Margaret Atwood e il suo migliore dei mondi possibili

Il femminismo di Margaret Atwood, quasi sempre molto incisivo nei suoi libri, è limpido, non è strumentale alla narrazione, è naturale, mai inviperito contro il sessismo.Non potrebbe essere altrimenti, perché nasce in tempi non sospetti insieme alla militanza politica dell’autrice, alle sue lotte in difesa dei diritti, dell’ambiente, della diversità, del rispetto di ogni identità. Ricordo questo suo impegno tra le motivazioni che nel 2008 le riconobbe la giuria del Premio Príncipe de Asturias; Atwood ritirò il premio invitando, con il garbo tenace che la contraddistingue, i lettori e i critici a non confondere mai la cultura canadese, di cui è esponente, con quella americana.
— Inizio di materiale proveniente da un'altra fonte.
PR #1041, opened 2022-06-20
create a new appointment when rescheduling to store the historic appo…

kth13:
…intment details

- creates a new appointment instead of updating the existing appointment
- By doing that way, we store the historic changes of the appointment

- We realised that when a reschedule of appointment happens, we are not storing the appointment history which seems to be mandatory. So, in the view of storing the appointment history, when a reschedule appointments is requested, we created a new appointment instead of updating the existing one

### DIFF
--- a/src/main/kotlin/uk/gov/justice/digital/hmpps/hmppsinterventionsservice/service/AppointmentService.kt
+++ b/src/main/kotlin/uk/gov/justice/digital/hmpps/hmppsinterventionsservice/service/AppointmentService.kt
@@ -280,7 +280,7 @@ class AppointmentService(
   }
 
   private fun updateAppointment(
-    oldAppointment: Appointment,
+    appointment: Appointment,
     durationInMinutes: Int,
     appointmentTime: OffsetDateTime,
     deliusAppointmentId: Long?,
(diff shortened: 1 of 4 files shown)


JakeGoodwin22 (approved):
LGTM

sldblog:
@kth13 I couldn't find the context, sorry, why was bbba31bcb5c49d57974cbea0f67b44af891bae57 reverted?

sldblog:
Just a hunch, but could we double-check how this behaves with now duplicate appointments?

As in, would it find the rescheduled appointment?
```
src/main/kotlin/uk/gov/justice/digital/hmpps/hmppsinterventionsservice/reporting/serviceprovider/performance/PerformanceReportProcessor.kt
42:      firstSessionAttendedAt = approvedActionPlan?.let { actionPlanService.getFirstAttendedAppointment(it)?.appointmentTime },
```

kth13:
> @kth13 Sorry, I couldn't find the context around this; why was [bbba31b](https://github.com/ministryofjustice/hmpps-interventions-service/commit/bbba31bcb5c49d57974cbea0f67b44af891bae57) reverted? (It looks interesting; could the reasons behind these decisions be mentioned in the commit, please?)

We need to come up with a logic of separating between what is really a historical appointment and what is new appointment that was created after it was not attended.

PR #1042, opened 2022-06-23
Book new appointment on did not attend

kth13:

- Creating a convenience field of old appointments for a session in the DTO which will aid the front end to display that data.
- Fixing the small issue while creating the new Appointment for the update Appointment

- There is a requirement to show appointment histories when a PoP did not attend a particular appointment and the appointment being rescheduled. So , to show the appointment histories we are creating a convenience field.


JakeGoodwin22 (approved):
LGTM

Lo stesso garbo inflessibile che ritrovai in lei un paio d’anni fa a Pordenonelegge, quando presentava al pubblico italiano L’altro inizio e dipingeva a voce, con quell’ironia cordiale (da cor, cordis, cuore) così sua, l’apocalisse che ci attende dietro l’angolo se non inizieremo a prenderci cura subito e seriamente del pianeta in cui sempre più a stento viviamo.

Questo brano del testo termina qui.